©Inio Asano/Shogakukan/DeDeDeDe Committee
``Dead Dead Demon's Dededede Destruction Zensho'' Animation of Inio Asano's work
Summary of "Dead Dead Demon's Dededede Destruction Zensho One"
Koyama Kadode and Nakagawa Ouran, also known as "Ontan," live the high-spirited life of high school girls in Tokyo. Despite being busy with school and studying for exams, the two spend every night having fun playing online The Game. Above the city where they live, a gigantic "mothership" floats, which appeared from space on August 31, three years ago, and caused an unprecedented incident. On one night, when the extraordinary has blended into the ordinary, a tragedy befalls two close classmates. The two are devastated by the shock and sadness. Meanwhile, Ouran meets a mysterious boy who asks her, "Who are you?" At that moment, the memory of her past with Kadode, which she had completely forgotten, comes back to her mind in an instant!
Index
- A world built with realistic scenery
- One of the culminations of Inio Asano's work
- From macro to micro
- The skill of screenwriter Reiko Yoshida
- To turn a manga into an anime
A world built with realistic scenery
Manga artist Inio Asano has a huge stock of landscapes he has taken with a digital camera, which he converts into line drawings. By selecting and using these as backgrounds for his manga works, he has been able to create a realistic world for his works with a photo-realistic approach.
Nowadays, many manga artists and illustrators use pen tablets and image editing software to create their drawings digitally, but in the early 2000s when Asano Inio made this technique his own, it was still not mainstream. Manga artists who embraced new techniques had to go through a process of trial and error, incorporating them into their own work in a way that suited their own individual personalities.

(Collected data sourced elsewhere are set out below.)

PR #2564, opened 2022-09-02
[KOA-5063]: Add new smaller switch, semantic tokens and type deprecation

olliecurtis:
New small variant added to Backpack 

Screenshot 2022-09-02 at 15 11 10
Screenshot 2022-09-02 at 15 11 15

Also in this PR:
- Migrated to semantic tokens
- Deprecated Event type switch as this is no longer a supported design pattern

- [x] `README.md`
- [x] Tests

### DIFF
--- a/packages/bpk-component-switch/src/BpkSwitch.module.scss
+++ b/packages/bpk-component-switch/src/BpkSwitch.module.scss
@@ -20,18 +20,14 @@
 
 $bpk-spacing-v2: true;
 
-$primary-on-color: $bpk-color-sky-blue;
-$event-on-color: $bpk-color-abisko;
-$off-color: $bpk-color-sky-gray-tint-06;
-$handle-color: $bpk-color-white;
-
 $height: bpk-spacing-xl();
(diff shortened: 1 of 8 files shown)


packages/bpk-component-switch/src/BpkSwitch.module.scss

"Dead Dead Demon's Dededede Destruction Zensho" © Inio Asano / Shogakukan / DeDeDeDe Committee
In the case of Asano Inio, his artistry, transformed by the introduction of digital technology, has shifted to the density of the image. The crowds in front of Shibuya Station. A room overflowing with objects. Residential areas and buildings seen from a high vantage point... Just as a photographer finds ideas and themes in "cutting out" just a small part of reality, for him the depiction of backgrounds and landscapes is in itself a distinctive form of self-expression, and gives the sense of a gaze into the daily lives of real people, as well as an extension into urban theory and social theory.

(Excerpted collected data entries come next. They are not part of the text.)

PR #2573, opened 2022-09-08
[NO-JIRA] Fix broken list key prop in BpkContentCards

kirstybryce:
When using the `bpk-component-content-cards` component in [Banana](https://github.skyscannertools.net/dingo/banana/pull/5834/#issuecomment-844446) I noticed that there was an error in the console that `Each child in a list should have a unique "key" prop` and I realised we didn't set up the key prop correctly in the BpkContentCards component so this PR fixes that.

- [x] `README.md`
- [x] Tests


olliecurtis (approved):
LGTM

On the other hand, in a realistic world that is different from the charm of freehand, Inio Asano often places manga-like line-drawn characters. This is perhaps a kind of reaction to the manga expression that he has cultivated. "Goodnight Punpun," which mixes traced detailed backgrounds with cartoon-like characters, is a clear example of this ambivalence, and can also be said to be an attempt similar to typical Japanese anime, where the moving images and backgrounds have different tastes.